I want to say that it’s not fair and bang my fists on the floor like a spoilt Victorian child but I have too much composure for that.

This one genuinely did make me sad. I don’t get why it ended and I doubt I’ll ever know. I’m convinced it isn’t because of The Chap because Hypnodom suggested he was there while other men paid to fuck me. Did I find out too much with the names? Who knows.

It was truly a Greek Tragedy: everything seemed to happen off stage.

2 Comments

  • melody says:

    A good post and read on the delights and pitfalls of erotic hypnosis.

    I still remember the startled, magical feeling that I’d been put in to trance. The mesmeric voice that took me to somewhere special inside my own head. That feeling that you want to follow their lead, their suggestions and give up control. Not just give it up, but to hand it all to them on a plate.

    Arousal and orgasm are very powerful hooks within trance, they’ll unlock your limits if you’re not careful and this is where you rely on the ethics of the hypnotist. Sadly, you seem to have found one with questionable ethics. One who’s found he has knack with hypnosis and uses it to groom subs.

    You’re right that to practice hypnotherapy a hypnotist must be accredited and registered. However, there’s no such requirement for private or amateur hypnotists. BDSM abounds with sites dedicated to hypnotism, some players are fully accredited and respected, others are very skilled amateurs and become respected. These are probably in the minority, the rest are chancers and some are downright malicious.

    I’d reiterate that if someone is interested in hypnosis after reading this post, do your research first.

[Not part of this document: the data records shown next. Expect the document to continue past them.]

PR #3157, opened 2021-01-15
Make roc plotting script work

xchang1:
## Changelog Entry

 * The roc plot script now runs 

## Description
The roc plotting script was failing with an error message:

Error in max(sapply(name.lists, length)) : 
  invalid 'type' (list) of argument
Execution halted

### DIFF
--- a/scripts/plot-roc.R
+++ b/scripts/plot-roc.R
@@ -45,7 +45,7 @@ if (length(commandArgs(TRUE)) > 3) {
 }
 
 # Determine the order of aligners, based on sorting in a dash-separated tag aware manner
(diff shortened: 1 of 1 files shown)


xchang1:
@adamnovak Can you check this for me please? I don't know R so I don't know really understand what I did

adamnovak (approved):
`factor()` looks like it just tells R to treat strings as distinct conditions in a table. I think it's *supposed* to make strings it loads in a table factors automatically. But `factor()` on a factor appears to be a no-op, and `levels()` only works on a factor, so this shouldn't hurt anything.

PR #3158, opened 2021-01-18
Undrepcate, handlify and generalize vg combine (and deprecate vg concat)

glennhickey:
## Changelog Entry

 * `vg combine` no longer loads graphs as, and writes graph to, protobuf.  Also fixed to join id spaces if necessary.

## Description

In the old days, we could merge together graphs by using `cat`.  This changed at some point due to the vpkg wrapper, so `vg combine` was added to do more or less the same thing that `cat` did.  It still worked by appending protobuf though.  So giving it a list of, say, hashgraphs, would convert them to protobuf in memory, then output the catted protobuf to disk.

This PR changes it to just work on handle graphs directly.  If the input is protobuf, it will use more memory than needed, but that's not our primary use case anymore.  

It will also join IDs as needed (equivalent to running `vg ids -j` first).

The `-p` option is added that will connect paths end-to-end if the same path name is found more than once.  This is equivalent to the old `vg concat -p` option (as `vg concat` is now deprecated).  If the `-p` option is not used, and the same path name is found in more than one input, then it will exit with an error.

### DIFF
--- a/src/subcommand/combine_main.cpp
+++ b/src/subcommand/combine_main.cpp
@@ -18,6 +18,7 @@
 
 #include "../handle.hpp"
 #include "../vg.hpp"
+#include "../io/save_handle_graph.hpp"
 
 using namespace std;
 using namespace vg;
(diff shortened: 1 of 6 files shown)


glennhickey:
Note: old `vg combine` logic added back in via the (deprecated) `-c` option.  It is needed, notably, by the `toil-vg sim` pipeline which still uses it to extract thread graphs.

PR #3183, opened 2021-02-02
Move from Travis CI to our Gitlab and to Github Actions

adamnovak:
## Changelog Entry

 * CI now moved to Gitlab and Github Actions

## Description

This moves ~most of~ what we do on Travis over to Gitlab *and Github Actions*. We want to leave Travis so we can avoid migrating to travis-ci.com and get out of the very long .org queues. ~Travis still has the Mac builds and the documentation upload to `gh-pages` at the moment. The doc upload shouldn't be hard to move over, but the Mac stuff will need to move to e.g. Gitlab Actions.~

This includes some fixes to let the CI run on top of Ubuntu 20.04. I upgraded `vg_ci_prebake` to 20.04 because I was having trouble installing `txm`, which needs Node 10+, which I don't think 18.04 had. But without this PR, CI will fail because it is trying to use too new of a base image that doesn't have exactly the packages our CI system wants.


adamnovak:
OK, this now gets rid of Travis completely, and sets up Mac tests on Github Actions. I'm not sure if we can do ARM tests there too when we finally merge ARM, or if we'll want to add some ARM to our Kubernetes, or what.

PR #3191, opened 2021-02-08
GBWTGraph reference paths

jltsiren:
## Changelog Entry

 * Converting GFA with P-lines and W-lines into GBWTGraph stores the P-lines under sample name `_gbwt_ref`.
 * `vg convert` from GBWTGraph to another graph type stores the threads for a specified sample (default `_gbwt_ref`) as paths.

## Description

Update GBWTGraph to a version that handles GFA files with both P-lines and W-lines better. Instead of skipping the P-lines, the conversion now creates a new sample with name `_gbwt_ref` for them and stores the path names as contig names in GBWT metadata.

When converting GBWTGraphs to other graph types, `vg convert` now assumes that there is a reference sample (default `_gbwt_ref`) in the GBWT. The threads for the reference sample will be converted into embedded paths using the contig name as path name.


ekg:
Would it be simple to treat P-lines as haplotype paths?

Given their trivial equivalence with P-lines, we are unlikely to use
W-lines. It's simpler to just convert them to P-lines with annotations than
go the other way, as most contexts don't have the annotations in the fixed
fields of the W-lines.

jltsiren:
If there are only P-lines, `gbwtgraph::gfa_to_gbwt()` uses them as haplotype paths. Generating GBWT metadata for P-lines is difficult, because there are no standard annotations. The only supported option at the moment is parsing the metadata from path names with a regex.

ekg:
Thanks for the clarification. It seems that for compatibility, we just need
to set up these standards for annotation. If this is needed it should be
straightforward for me to do in a PR.

PR #3215, opened 2021-03-01
Error out before writing invalid rGFA tags

glennhickey:
rGFA doesn't support backwards steps.  `vg convert` changed to throw an error if they are detected instead of silently producing invalid output.  Paths can be changed to the forward orientation with [clip-vg](https://github.com/ComparativeGenomicsToolkit/hal2vg/pull/39).  This logic can be copied into `vg paths` if there's demand for it.

### DIFF
--- a/src/gfa.cpp
+++ b/src/gfa.cpp
@@ -2,6 +2,7 @@
 #include <gfakluge.hpp>
 #include "utility.hpp"
 #include "path.hpp"
+#include <sstream>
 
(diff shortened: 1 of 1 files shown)


glennhickey:
@jeizenga Can you please hold off making the release until this is merged in ?  should be done tests pretty soon I hope.

jeizenga:
Sure, no problem

PR #313, opened 2016-12-05
Fixes #17578 - display nested orgs / locs correctly

sean797:
Small thing but this should display nested orgs & locs correctly


lzap:
Thanks tests are green locally, we had a regression on jenkins. Have a fun weekend!

PR #314, opened 2016-12-06
Fixes #17585 - moved permission migration after override

lzap:
When upgrading Foreman from 1.11 to 1.13, this migration fails with.

```
undefined method `override=' for #<Filter:0x0000000e6f82c8>/opt/rh/sclo-ror42/root/usr/share/gems/gems/activemodel-4.2.5.1/lib/active_model/attribute_methods.rb:433:in `method_missing'
/usr/share/foreman/app/models/filter.rb:216:in `enforce_override_flag'
```

This patch makes sure the migration is triggered *after* the one in core that
is causing this (adding the override flag):

    db/migrate/20160818091420_add_override_flag_to_filter.rb

I considered using fake objects but it's quite complex code for this one and it
is not worth the effort (for an example see https://github.com/theforeman/foreman/blob/develop/db/migrate/20140219183343_migrate_permissions.rb - I'd need to implement all of these).

This will cause the migration to occur twice basically, but it is idempotent.
The permissions API no longer adds duplicities.

### DIFF
--- a/db/migrate/20160719124942_add_missing_view_permissions.rb
+++ b/db/migrate/20160719124942_add_missing_view_permissions.rb
@@ -1,18 +1,9 @@
 class AddMissingViewPermissions < ActiveRecord::Migration
   def up
-    permissions = [
-      "view_architectures", "view_domains", "view_environments", "view_hosts",
-      "view_hostgroups", "view_media", "view_models", "view_operatingsystems",
-      "view_provisioning_templates", "view_ptables", "view_puppetclasses",
-      "view_realms", "view_smart_proxies", "view_subnets"
-    ]
-    role = Role.find_by_name("Discovery Reader")
-    role.add_permissions!(permissions) if role
-    role = Role.find_by_name("Discovery Manager")
-    role.add_permissions!(permissions + ["create_hosts"]) if role
+    # migration renamed to db/migrate/20160818091421_add_missing_view_permissions2.rb
   end
 
   def down
-    # not implemented
+    # migration renamed to db/migrate/20160818091421_add_missing_view_permissions2.rb
   end
 end
--- a/db/migrate/20160818091421_add_permissions_from_default_roles.rb
+++ b/db/migrate/20160818091421_add_permissions_from_default_roles.rb
@@ -1,0 +1,15 @@
+class AddPermissionsFromDefaultRoles < ActiveRecord::Migration
+  def up
+    default_permissions = Foreman::Plugin.find("foreman_discovery").default_roles
+    ["Discovery Reader", "Discovery Manager"].each do |role_name|
+      role = Role.find_by_name(role_name) || next
+      default_permissions[role_name].each do |permission|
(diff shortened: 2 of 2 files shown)


lzap:
Don't merge, I screwed it up. Need to push.

lzap:
Now it's correct. If you don't mind quick merge @dLobatog or @orrabin this is 6.3 QA upgrade blocker. Thanks!

lzap:
I believe the failure is not related, develop broken :-(

ehelms:
I wonder if this would be better done in a seed?

lzap:
Plugins do this via lib/foreman_discovery/engine.rb actually and we have it there. The migration is only for existing roles.

db/migrate/20160818091421_add_missing_view_permissions2.rb
```diff
@@ -0,0 +1,21 @@
+class AddMissingViewPermissions2 < ActiveRecord::Migration
+  def up
+    # this migration was renamed from 20160719124942_add_missing_view_permissions.rb
+    return if ActiveRecord::Migrator.get_all_versions.include?(20160719124942)
```
orrabin: why not just check if the permissions exist in the list of permissions?

db/migrate/20160818091421_add_missing_view_permissions2.rb
```diff
@@ -0,0 +1,21 @@
+class AddMissingViewPermissions2 < ActiveRecord::Migration
+  def up
+    default_permissions = Foreman::Plugin.find("foreman_discovery").default_roles
```
orrabin: :+1: running this I found the list was missing view_locations which should be added.

db/migrate/20160818091421_add_missing_view_permissions2.rb
```diff
@@ -0,0 +1,21 @@
+class AddMissingViewPermissions2 < ActiveRecord::Migration
```
orrabin: Nitpick: please notice this now adds more then view permissions which is good because I had missing permissions in my discovery role but maybe change the name?

db/migrate/20160818091421_add_missing_view_permissions2.rb
```diff
@@ -0,0 +1,21 @@
...
+  def up
+    default_permissions = Foreman::Plugin.find("foreman_discovery").default_roles
+    ["Discovery Reader", "Discovery Manager"].each do |role_name|
+      role = Role.find_by_name(role_name) || next
+      puts "Processing #{role}"
+      default_permissions[role_name].each do |permission|
+        unless role.permission_names.include?(permission.to_sym)
+          puts "Adding permission #{permission}"
```
orrabin: do we want to actually show it when the migration is running or just add it to logs?

lzap:
Renamed, removed the puts statements.

orrabin:
@lzap looks good. Ready to merge when tests are green.

orrabin:
thanks @lzap!

lzap:
Many thanks!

    On a personal note, I’ve had over 3 years of sessions with a hypnodomme. She’s accredited but not registered since she doesn’t operate a general hypnotherapy practice. This is fairly common since the themes explored in erotic hypnosis can get a hypnotist struck off if they fail to observe boundaries.

  • Aaron says:

    Technically I can’t say that I liked this post, as it contains some behaviour that seems to me to be pretty reprehensible. But I very much liked the quality of the writing and the insight and consideration that lay behind it. Thank you for sharing your experiences.